Assuming you're relatively new to riding a drop bar bike, don't fret about being 'more aero' at this point in time. It's better to taylor fit to your anatomy, and as you build saddle time (and fitness/ flexibility) you can always increase saddle to bar drop incrementally in the future.


----------



## Kontact (Apr 1, 2011)

Lower back pain can come from bad saddle position (fore, aft, up down), bars too far, bars too close, bars too high or bars too low. And sometimes it isn't a position thing at all.

Not knowing your starting position, it is impossible to guess how to fix your position to resolve pain with an unknown source. I would start with some sort of at least general fitting, THEN see if that needs to be modified. Randomly raising your bars is just flailing around in the dark, not addressing the problem's root.


----------



## osteomark (Jun 15, 2011)

My seat is level with the handle bars. Knees are over the pedals ( I dropped a weighted string from front of knee and was at ball of down foot. About 10* bend at the bottom also. So I think the seat is OK.
I noticed in this ride I did not have the right shoulder blade ache that some people and myself complain of, so that was good.


----------



## PJ352 (Dec 5, 2007)

osteomark said:


> *My seat is level with the handle bars*. Knees are over the pedals ( I dropped a weighted string from front of knee and was at ball of down foot. About 10* bend at the bottom also. So I think the seat is OK.
> I noticed in this ride I did not have the right shoulder blade ache that some people and myself complain of, so that was good.


Then I advise against raising the bars. As your LBS fitter suggested, a (1cm) longer stem would be the next adjustment to consider, assuming you've had an initial fitting. 

If you're unfamiliar with stem swaps and headset bearing pre-load adjustments, have the LBS work with you on this change.


----------



## looigi (Nov 24, 2010)

PJ352 said:


> Being _right__lower_ back pain signals the possible need for higher bars.


Also signals the "possible" need for lower bars. My back is much happier with lower bars: tops of the bars 10 cm below the top of the saddle.


----------



## osteomark (Jun 15, 2011)

Went to the LBS and he said I should put in 200mi on the bike before we can tell if needs new stem. He is going to flip it today so the handle bars will be lower. Cheap way to see if the bar height is the issue.
He forgot to tell me yesterday that the old clips that I put on the new bike were coming off. He said I would have ridden them right off soon. He is putting on new Shimano's. I like having clips on top and bottom of the clip.
When I rode last PM I thought there was some drag ( not from my fatigue. LOL) on the rear tire. Sure enough walking it into the shop it was rubbing. I don't think I like the real close adjusted brakes.Rub too easily if bumped. I'll make sure there is more gap. I don't have to have quick short brakes. No wonder I was dogging it!


----------



## robpar (Jan 26, 2008)

osteomark said:


> My right low back was aching yesterday after a 20miler. I have a 54cm Trek 1.2 triple. The LBS said after I bought it I might need a longer stem. I'm 5'9 and 31" inseam. I'm seeing the front wheel hub when I'm riding and I've heard that the handle bars should hide the hub. A longer stem would do that. More aerodynamic also. Thanks.

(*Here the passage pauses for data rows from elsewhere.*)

PR #311, opened 2022-06-24
Add new balance implementation

mikemahoney218:
This PR starts to replace what we removed in #310 (which undid #300), adding in a more flexible interface for balancing groups.

The current implementation has methods for having roughly equal numbers of _groups_ and of _observations_ across folds, using two new helper functions (`balance_groups()` and `balance_observations()`) which take no arguments. The observations implementation is now stochastic and so changes across runs, but as a consequence no longer balances precisely; I think we prefer that.

My intent is that we can then spread this to incorporate `balance_prop()` (which is like `balance_observations()`, but won't assign each group to a fold, for `mc_cv()`) and then down the line `balance_strata()`. 

``` r
library(ggplot2)
library(rsample)
library(dplyr)
#> 
#> Attaching package: 'dplyr'
#> The following objects are masked from 'package:stats':
#> 
#>     filter, lag
#> The following objects are masked from 'package:base':
#> 
#>     intersect, setdiff, setequal, union


data(ames, package = "modeldata")
set.seed(123)

analysis_sd <- function(v, balance) {
  group_vfold_cv(ames, Neighborhood, v, balance = rlang::exec(get(balance)))$splits |> 
    purrr::map_dbl(~ nrow(analysis(.x))) |> 
    sd()
}

out <- tidyr::crossing(
  idx = seq_len(100),
  v = c(2, 5, 10, 15),
  balance = c("balance_groups", "balance_observations")
)

out |> 
  mutate(sd = purrr::pmap_dbl(
    list(v, balance),
    analysis_sd
  )) |> 
  ggplot(aes(sd, fill = balance)) + 
  geom_histogram(alpha = 0.6, color = "black", size = 0.3) + 
  facet_wrap(~ v) + 
  theme_minimal() + 
  labs(title = "sd() of nrow(analysis) by balance method")
#> `stat_bin()` using `bins = 30`. Pick better value with `binwidth`.
```

<sup>Created on 2022-06-24 by the [reprex package](https://reprex.tidyverse.org) (v2.0.1)</sup>


R/make_groups.R
```diff
@@ -27,12 +49,90 @@ make_groups <- function(data, group, v) {
...
+#' @return A list with three elements: `fn`, the function which will actually
+#'  produce groups for the resampling method, `args`, a list of
+#'  any balancing-method specific arguments that `fn` requires, and `type`,
+#'  indicating what balancing method is being used.
+#'
+#' @rdname balance
+#' @export
+balance_groups <- function(...) {
+  rlang::check_dots_empty()
+  list(
```
mikemahoney218, line 68: The user-facing, exported `balance_*` functions return a list of the _actual_ grouping engine and the arguments it requires, so that we can pass things created in `make_groups()` (specifically, `data_ind`) to the grouping engines and don't need to expose the weirder implementation details to the user.

It's a weird way to do this, but I _think_ it makes the most sense. If we refactored so that `data_ind` was created inside the `balance_*` functions, not `make_groups()`, then it'd be a lot harder for other packages (for instance, `spatialsample` to add balancer functions.

R/make_groups.R
```diff
@@ -27,12 +49,90 @@ make_groups <- function(data, group, v) {
...
+    fn = make_balance_groups,
+    args = list(),
+    type = "balance_groups"
```
mikemahoney218, line 71: My thought is that we can use this `type` variable to restrict some functions to only use certain balancers -- for instance, to make sure that `group_vfold_cv()` doesn't use `balance_prop()`, which won't assign each value to a fold.

mikemahoney218:
I opened #312 to highlight what I mean by this being "extendable", showing how this might work for `mc_cv()`.

R/make_groups.R
hfrick: It does feel a little weird :sweat_smile: While we obviously don't want to build anything that's terrible hard to extend, I think it's worth considering if there are ways to keep the interface a little less "weird" (to stay with technical terms here) for the users at the price of making it a little bit more tedious for the developers. 

The draft PR for `group_mc_cv()` was a good idea! I think the current API of `group_mc_cv(data, group, times = 25, balance = balance_prop(prop = 3 / 4), ...)` holds a bit much at once with the argument `prop` inside of the `balance` argument.

Is your point that in spatialsample you want to be able to pass a function for balancing to `group_vfold_cv()`? If so, would a similar approach as to the `clustering_function` argument to `spatial_clustering_cv()` make sense? I.e., users could pick a type of balancing via a string but passing a function also works?

mikemahoney218: Yeah, this all makes sense. I think I was concerned about how we'd deal with stratification, in order to avoid strata doing different things inside the "same" functions based on the balancing method. I'm not as concerned about that after the weekend.

NEWS.md
```diff
@@ -1,5 +1,7 @@
 # rsample (development version)
 
+* Added functions to control how grouped resampling combines groups. Use `balance = balance_groups()` to assign (roughly) the same number of groups to each fold, or `balance = balance_observations()` to assign (roughly) the same number of observations to each fold.
```
hfrick, line 3:
```suggestion
* Added functions to control how grouped resampling combines groups. Use `balance = "groups"` to assign (roughly) the same number of groups to each fold, or `balance = "observations"` to assign (roughly) the same number of observations to each fold.
```

hfrick (approved):

juliasilge (approved):
This is a great initial approach for this! 🙌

"aching" what kind? fatigued muscle soreness? deep burning pain? Does the pain extend to your buttocks? or to your upper back? How often do you ride? Are you trying to support your upper body with your abs or lower back muscles? Are your hamstrings tight? how often do you change positions while riding?

I am 5' 9 3/4" and ride 56cm or 58cm frames 'cause I have lower back problems (two surgeries) and in my case, the lower back discomfort was due to a combination of:
saddle too low (puts stress on lower back); weak abs ( I work my abs every day now); saddle too far forward (not enough weight supported by my butt); too long reach (adjusted based on new saddle setback). My position now is not the most aero and does not look "fast" but I can do 100 miles without discomfort. 
You'll be amazed how just a few mm make a difference!!
The key for lower back issues is getting the correct relationship (angle) of your hips to your upper body and then adjusting the bars accordingly; "Correct" means what works for you.


----------



## osteomark (Jun 15, 2011)

Rob,
Right low back, not radiating, just aching. I've, thank God never had a back issue.
I do saddle adjustment by: Height = around 10 degee angle on down leg. 
The saddle front/back by level pedals have front of knee over ball of foot. 
The clip is under the ball of my foot also.
I'll see if the flipped stem helps.
I'll let you know.
Glad you can do a Century with s/p 2 lumbar surgeries!!!!!!


----------



## 41ants (Jul 24, 2007)

Post a profile picture of you on your bike on the hoods and in the drops.


----------



## Drew Eckhardt (Nov 11, 2009)

osteomark said:


> My seat is level with the handle bars. Knees are over the pedals ( I dropped a weighted string from front of knee and was at ball of down foot. About 10* bend at the bottom also. So I think the seat is OK.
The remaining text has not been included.